We found that under real circumstances the use of non-contact sensors is highly beneficial in two ways. Firstly, it provides the continuous monitoring of the vital parameters of the patient during the HD session. It can help the physician or the care provider to take a decision in providing better care and comfort to the patients. Secondly, this data can be used for analyses and the prediction of any clinical emergency. It could predict event occurrences based on the increased heart rate and respiration rate during HD. Although it would be early to say that the proposed supervised ML-based predictive model could be used in real life, on the basis of the obtained results we suggest that more such studies are conducted using non-contact sensors in clinical settings. These proposed studies could validate the findings of this study and further be useful in the development of a more robust predictive application to predict clinical events in advance.

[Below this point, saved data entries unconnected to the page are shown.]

Issue #3588, opened 2024-02-13
Cmake extension does not prompt to select CmakeLists.txt file in 1.17


sinemakinci1:
### Brief Issue Summary

in 1.17, even when there is a CMakeLists.txt file, the Cmake Tools extension does not activate. An example repo I used can be found here: https://github.com/sinemakinci1/basic-cpp-copilot-example/tree/main/my-cmake-project
<img width="1201" alt="image" src="https://github.com/microsoft/vscode-cmake-tools/assets/99284450/d3228fc9-faf6-4f2b-ae1d-3508590127ee">

Since CMakeLists.txt file is embedded not at the top-level, it should prompt me to select a CMakeLists.txt file (this is part of the partial activation experience). Once I downgraded to 1.15, I saw the prompt, selected my CMakeList.txt file and kits, and now 1.16 and 1.17 versions of CMake Tools extension activate with the project.

sinemakinci1:
The hypothesis is that this came from a community PR to disable selecting CMakeList.txt when it is not in your root. We need to bring back that dropdown to some degree

YuriL180821:
@sinemakinci1 could you please provide any workaround to fix the problem locally on user's PC?

sinemakinci1:
@YuriL180821 Can you try the following?

1. Set this setting in your settings.json
`“cmake.sourceDirectory” : “${workspaceFolder}/<insert path to where the CMakeLists.txt lives in this project>”.` 

Then, reload the window and see if VSC will prompt for youto configure? Once prompted, you should press Yes, and see an option to select a CMakeLists.txt file up top (if embedded in a subdirectory).

In general, if you have the CMake Tools extension installed, you should be able to find the CMake: Configure command in the command palette which will fire that option to select a CMakeLists.txt file if detected in a sub-directory.

PR #3703, opened 2024-04-11
Update CMake Tools experience on open

gcampbell-msft:
Addresses #3588. 

The goal of this PR is to make it easier and more obvious for people to utilize the `cmake.ignoreCMakeListsMissing` setting. This setting allows people to turn off the searching for a CMakeLists.txt quick pick when they are opening a project that does contain a CMakeLists.txt somewhere, but they aren't intending on using the folder as a CMake project.

This changes the default for `cmake.configureOnOpen` to `true`. It also removes the "Would you like to configure" pop-ups. 

For the pop-up to select the CMakeLists.txt, we only pop this up on startup when `cmake.configureOnOpen` is true if we actually find a CMakeLists.txt within the folders that would've activated the extension. 

@vlavati FYI, this is making a slight modification from your PR here: #3276


snehara99 (approved):

vlavati:
@gcampbell-msft , thanks for the note!

I tried #3588 on current main branch and the dialog to select CMakelists is not shown only in case if "configureOnOpen" is persisted to "false". Then to configure the project it is possible to choose CMakelists.txt in vscode Explorer tree and run configure from context menu, or it is possible to run configure from the command palette (Ctrl+Shift+P).

In case of PR, if user opens folder and select "Not now" on "Would you like to configure project?", it is possible to see:
image
* on top - the dialog to select files with new option
* and on bottom right - the dialog to persist option "configureOnOpen"

In case of response "Not now", it looks confusing to see dialog to select CMakelists, but in case if option "configureOnOpen" is already persisted with "false", it is probably strange to see nothing if folder is opened.
May be it is possible to implement steps like this:
* on the folder is opened the extension tries to find projects (the configured projects in the settings or the project(CMakeLists.txt) in the root of folder)
* if nothing is found,
 * then dialog to select CMakeLists is shown if no option "cmake.ignoreCMakeListsMissing", the dialog should be with option to "ignoreCMakeListsMissing" like it is implemented in current PR, the continuation of dialog should not check option "configureOnOpen", because right now the usecase is transformed to the setup of the project.
 * else the option "configureOnOpen" is checked.

So the option "configureOnOpen" is checked only in case of existing and previously configured projects. And if user opens the folder for the first time, the dialog to select CMakeLists is shown.

I hope this workflow is possible to implement and it will not break any user experience.

src/config.ts
```diff
@@ -424,9 +424,6 @@ export class ConfigurationReader implements vscode.Disposable {
         return this.configData.cpackArgs;
     }
     get configureOnOpen() {
-        if (util.isCodespaces() && this.configData.configureOnOpen === null) {
```
bobbrow, line 427: You might want to keep a null check around for a while and flip it to true in case anyone accidentally put the default value in their settings.  You can remove the codespaces check though.

danniesim:
@gcampbell-msft At this point, we might want to reduce the scope of #3646 to:  Remove CTest project stubs of projects with ignoreCMakeLists set to true. That'll effectively make the folder scoped ignoreCMakeLists be the setting to enable/disable CMake Tools for a folder.

src/config.ts
gcampbell-msft: Good idea. Done.

src/cmakeProject.ts
```diff
@@ -876,11 +876,13 @@ export class CMakeProject {
                         fullPath: file
                     })) : [];
                     const browse: string = localize("browse.for.cmakelists", "[Browse for CMakeLists.txt]");
-                    items.push({ label: browse, fullPath: "", description: "Search for CMakeLists.txt on this computer" });
+                    const dontAskAgain: string = localize("do.not.ask.again", "[Do not ask again]");
```
elizabethmorrow, line 879: Nit: Is the common convention "Don't Ask Again" in other places in VSCode?

src/cmakeProject.ts
```diff
@@ -876,11 +876,13 @@ export class CMakeProject {
...
+                    items.push({ label: browse, fullPath: "", description: localize("search.for.cmakelists", "Search for CMakeLists.txt on this computer") });
+                    items.push({ label: dontAskAgain, fullPath: "", description: localize("do.not.ask.again.descriptoin", "Do not ask for CMakeLists.txt again in this folder. This will enable the cmake.ignoreCMakeListsMissing setting.") });
```
elizabethmorrow, line 881: Nit: spelling error "descriptoin"

src/cmakeProject.ts
sean-mcmanus: The usage in VS Code and the C/C++ extension is "Don't Show Again", see https://github.com/microsoft/vscode/blob/0991b0053f7664e5d88bb0b150822e6cc606a25a/src/vs/workbench/services/notification/common/notificationService.ts#L289 .

gcampbell-msft: Changing.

5. Limitations of This Study

We had certain limitations in this study in terms of the clinical variables available for analysis. We had only three critical parameters in our dataset to build our model, i.e., heart rate, respiration rate, and HRV parameters. The inclusion of other vital parameters like blood pressure and patient’s medical history could add more weight to such predictive modeling approaches. One of the major issues observed in HD is the sudden death of patients, including various other events like ER visits or inpatient stays due to cardiovascular problems, infection, renal problems, etc. During this study, six people suffered sudden death. It was one of our objectives to develop a multi-class prediction model that is able to predict chances of different events occurring in advance. We had details of the medical issues reported during the clinical event in the form of International Classification of Diseases (ICD) codes, but the number of cases reported was very low. Therefore, in this study we limited our analysis to a binary classification model instead of building a multi-class classification model.

6. Conclusions

The initial findings and the performance of the predictive model developed using this data are highly encouraging. It is also a novel application for non-contact sensors in clinical settings, especially for HD patients. The authors found very few studies that used AI for the prediction of events in liver transplant patients, but could not find any study using AI on sensor data to predict clinical events in HD patients. On the basis of our findings, we recommend further studies using non-contact sensors to monitor the vital parameters of chronic kidney disease (CKD) patients during HD. This can be utilized to predict the possibility of medical problems in HD patients in advance. In addition, as a part of future work, we are further interested in analyzing this data more specifically using the available ICD code information reported during clinical events. This will enable us to identify whether there is any difference in the recordings when the event is reported as compared to when it is not reported. Furthermore, a patient might have reported several issues during the reporting of clinical events. It will be intriguing to learn whether there is any association between the different types of medical issues reported by the patients and the trends between different patients as far as the association of different medical issues are concerned. We also plan to check the importance of each feature variable used in the ML models. It will be intriguing to learn which feature variable has greater impact on the efficiency of the developed predictive ML models.